Semua anggota serikat, yang berjumlah sekitar 2.500 orang, juga berstatus tenaga kontrak. ”Anggota kami ada sebagian yang dirumahkan. Oleh karena itu, kami khawatir nasib ke depannya,” ucap Junaedi, yang saat ini masih rutin bekerja.
Pekerja China
Kekhawatiran itu, ujar Junaedi, bertambah dengan rencana kedatangan 500 tenaga kerja asal China akhir April lalu. Terlebih lagi, para pekerja China biasanya hanya menjadi pekerja kasar yang mengerjakan pekerjaan yang sama dengan pekerja lokal, seperti mengaduk semen dan mengecor jalan.
Rencana kedatangan 500 pekerja China ini menjadi polemik sejak beberapa pekan lalu. Penyebabnya, ketika pemerintah menyetujui permohonan pengadaan tenaga kerja China oleh PT VDNI dan PT OSS. Rencana ini lalu ditolak oleh banyak pihak, termasuk DPRD Sultra, karena dinilai bertentangan dengan upaya pencegahan Covid-19. Belakangan, Kementerian Tenaga Kerja menunda rencana tersebut.
Ahmad Saekuzen membantah kebijakan merumahkan karyawan di PT VDNI dan PT OSS ada hubungannya dengan rencana kedatangan pekerja asing. Kebijakan merumahkan karyawan murni sebagai pencegahan virus agar tidak menyebar lebih luas, khususnya di lingkungan perusahaan. Sementara, ratusan pekerja yang akan didatangkan adalah tenaga ahli untuk pembangunan smelter.

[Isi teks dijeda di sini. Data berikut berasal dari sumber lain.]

PR #2685, opened 2021-08-25
Add rounding modes for time operations

### LINKED ISSUE #2684: Handling imprecise time values
## Problem

A couple users (to my memory @alexforencich and @jwprice100) have lamented about how timing is handled in cocotb. When one creates a time wait with `Timer` with a value that cannot be accurately represented in the simulator, a `ValueError` is thrown. Additionally, the useful helper method `get_sim_steps` also throws a `ValueError` if a value is given which cannot be accurately represented, which is *very* limiting.

## Proposed Solutions

There are several suggestions, feel free to agree/debate each independently.

Change `get_sim_steps` to take an argument to decide how to handle imprecise values by rounding. The round modes would be:
* `error`: throw `ValueError` like is currently done (default)
* `round`: round to the nearest step using `round` builtin
* `ceil`: round up to the nearest step using `math.ceil`
* `floor`: round down to the nearest step using `math.floor`

This argument could also be passed to `Timer`.

An environment variable, a `cocotb` module global variable, or an attribute on the `get_sim_steps` object could be added to globally affect the default rounding mode.

The default of `error` could be changed in 2.0 to be something more sensible like `ceil`. If this was to be done, a `FutureWarning` about the default should be added. This change would not break existing passing tests, but may make existing failing tests pass and would be difficult to change in the future without breaking tests, so it must be considered carefully.

ktbarrett:
Closes #2684. Split into multiple commits. Can take or leave commits we don't agree with off the end.
1. Adds rounding mode argument to `utils.get_sim_steps`
2. Adds rounding mode argument to `Timer`
3. Adds ability to change globally the default rounding mode of `Timer`
4. ~~Adds `FutureWarning` about the default rounding mode changing to `ceil`.~~

I think `ceil` is probably the best rounding mode if rounding is to be preferred over erroring by default. To me, when waiting for some amount of time you are waiting *at least* that amount of time. By allowing to round down you are loosing time and it may put you before the event you intended. Additionally, allowing the possibility of rounding down may cause rounds to `0`, which is known to break certain simulators. Of course because of the argument, the user can change the mode when it makes sense (like random waits for modelling flow control).

### DIFF
--- a/cocotb/utils.py
+++ b/cocotb/utils.py
@@ -130,7 +130,7 @@ def get_sim_steps(
 
     Raises:
         ValueError: if the value cannot be represented accurately in terms of simulator
-            time steps wound *round_mode* is ``"error"``.
+            time steps when *round_mode* is ``"error"``.
 
     .. versionchanged:: 1.5
         Support ``'step'`` as the the *units* argument to mean "simulator time step".
--- a/cocotb/utils.py
+++ b/cocotb/utils.py
@@ -111,6 +111,12 @@ def get_sim_steps(
 ) -> int:
     """Calculates the number of simulation time steps for a given amount of *time*.
 
+    When *round_mode* is ``"error"``, a :exc:`ValueError` is thrown if the value cannot
+    be accurately represented in terms of simulator time steps.
+    When *round_mode* is ``"round"``, ``"ceil"``, or ``"floor"``, the corresponding
+    rounding function from the standard library will be used to round to a simulator
+    time step.
+
     Args:
         time: The value to convert to simulation time steps.
         units: String specifying the units of the result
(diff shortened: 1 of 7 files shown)


ktbarrett:
Turns out issuing multiple warnings per call really complicates the tests. I'll leave that for a follow on.

cocotb/utils.py
```diff
@@ -102,41 +104,67 @@ def get_time_from_sim_steps(steps, units):
     return _ldexp10(steps, _get_simulator_precision() - _get_log_time_scale(units))
 
 
-def get_sim_steps(time, units="step"):
+def get_sim_steps(
+    time: Union[Real, Decimal],
+    units: str = "step",
+    round_mode: str = "error"
```
eric-wieser, line 110: In my opinion this should probably be keyword-only

PR #2687, opened 2021-08-31
Allow use of make -f

suzizecat:
Following gitter discussion of the 1st of july 2021 (https://gitter.im/cocotb/Lobby?at=60dd54a0110daa37b115e09c),

This pull request allows to use a custom makefile through the use of  `make -f filename.mk`
As `filename.mk` name will be prepended to the special `MAKEFILE_LIST` variable, we select it through `firstword` and force its for the internal make call. 

The limitation might be if the user have one more level of makefile inclusion.

### DIFF
--- a/cocotb/share/makefiles/Makefile.inc
+++ b/cocotb/share/makefiles/Makefile.inc
@@ -37,7 +37,7 @@ COCOTB_MAKEFILE_INC_INCLUDED = 1
 .PHONY: sim
 sim:
 	-@rm -f $(COCOTB_RESULTS_FILE)
-	$(MAKE) $(COCOTB_RESULTS_FILE)
+	$(MAKE) -f $(firstword $(MAKEFILE_LIST)) $(COCOTB_RESULTS_FILE)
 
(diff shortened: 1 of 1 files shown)


ktbarrett (commented):
`MAKEFILE_LIST` is in gmake 3.80 which is the standard on RHEL 7 machines, which is the oldest distro we support (now that Ubuntu 16.04 is EOL). So this seems safe to bring in.

It would be nice to see a test, but if you have already been using it, I'll take your word. I don't think this is significant enough to warrant a newsfragment.

suzizecat:
How should I present a test ?
As the `filename.mk` file is exactly as your usual `Makefile` (beside the name), you can try it with any test you already have.
If you don't specify a name, it is equivalent to using `-f Makefile` and the first name in `MAKEFILE_LIST` will indeed be `Makefile`. 

Please let me know if/how can I provide you such a test.

ktbarrett:
Tested locally. It works.

ktbarrett (approved):

cmarqu (approved):

PR #2689, opened 2021-09-02
Make round_mode on Timer and get_sim_steps keyword-only

ktbarrett:
Per https://github.com/cocotb/cocotb/pull/2685#discussion_r697994287.


eric-wieser (approved):
Thanks!

PR #2691, opened 2021-09-03
Cleanup to cocotb.utils

ktbarrett:
* Add support for `units="step"` to `cocotb.utils.get_sim_time`
* Deprecate hexdiffs and hexdump totally. They were used by Scoreboard, which we are no longer supporting in 2.0, and are available in the `scapy` package
* nitpicks

### DIFF
--- a/cocotb/utils.py
+++ b/cocotb/utils.py
@@ -99,13 +99,13 @@ def _ldexp10(frac, exp):
         return frac / (10 ** -exp)
 
 
-def get_time_from_sim_steps(steps, units):
+def get_time_from_sim_steps(steps: int, units: str) -> int:
     """Calculates simulation time in the specified *units* from the *steps* based
     on the simulator precision.
 
     Args:
-        steps (int): Number of simulation steps.
-        units (str): String specifying the units of the result
+        steps: Number of simulation steps.
+        units: String specifying the units of the result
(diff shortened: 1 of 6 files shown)


cocotb/utils.py
```diff
@@ -53,28 +53,35 @@ def _get_simulator_precision():
...
 # Simulator helper functions
-def get_sim_time(units=None):
+def get_sim_time(units: str = "step") -> int:
     """Retrieves the simulation time from the simulator.
 
     Args:
-        units (str or None, optional): String specifying the units of the result
+        units: String specifying the units of the result
             (one of ``None``, ``'fs'``, ``'ps'``, ``'ns'``, ``'us'``, ``'ms'``, ``'sec'``).
             ``None`` will return the raw simulation time.
```
marlonjames, line 67:
```suggestion
            (one of ``'step'``, ``'fs'``, ``'ps'``, ``'ns'``, ``'us'``, ``'ms'``, ``'sec'``).
            ``'step'`` will return the raw simulation time.
 
            .. deprecated:: 1.6.0
                Using None as the *units* argument is deprecated, use ``'step'`` instead.
```

ktbarrett: `get_sim_steps` never got this section. Guess I should add it there as well.

ktbarrett:
Added newsfragments.

cmarqu (approved):

ktbarrett:
Added the actual deprecation warnings to `hexdump` and `hexdiffs`.

PR #2692, opened 2021-09-03
Cleanup cocotb.result

ktbarrett:
* Deprecates the stdout and stderr attributes on `TestComplete` exceptions
* Deprecates `TestFailure`

The stdout and stderr functions only seemed to be used by `_raise_error`, which is deprecated and otherwise unused.

PR #2695, opened 2021-09-04
Remove `TestComplete`'s from tests

ktbarrett:
Replaces `raise TestError` and `raise TestFailure` with `assert` statements so that `TestFailure` can be deprecated.


ktbarrett:
Already reviewed in #2692.

PR #3288, opened 2023-04-28
Fixing issue where startup callback caused mti_Desensitize to be called with a null parameter

kcuzner:
A recent change to `FliCbHdl` causes Modelsim DE 2022.4 to emit this suppressible error:

```
# ** Error (suppressible): (vsim-FLI-3132) mti_Desensitize(): NULL process ID parameter.
```

This fix performs a null check before calling `mti_Desensitize` to avoid this error being emitted. While not a functional problem it is annoying for log parsing to have errors like this contaminating the log.

### DIFF
--- a/cocotb/share/def/modelsim.def
+++ b/cocotb/share/def/modelsim.def
@@ -93,6 +93,8 @@ mti_Now
 mti_NowUpper
 mti_Quit
 mti_ReleaseSignal
+mti_RemoveLoadDoneCB
+mti_RemoveQuitCB
 mti_ScheduleWakeup
 mti_ScheduleWakeup64
 mti_Sensitize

Malah, menurut Ahmad, pihaknya berencana menambah ribuan tenaga kerja lokal baru ke depannya. ”Tidak ada hubungannya, (merumahkan karyawan) ini murni untuk pencegahan meluasnya penyebaran virus. Kemenaker juga sudah mengarahkan untuk menunda kedatangan pekerja China ini,” ujarnya.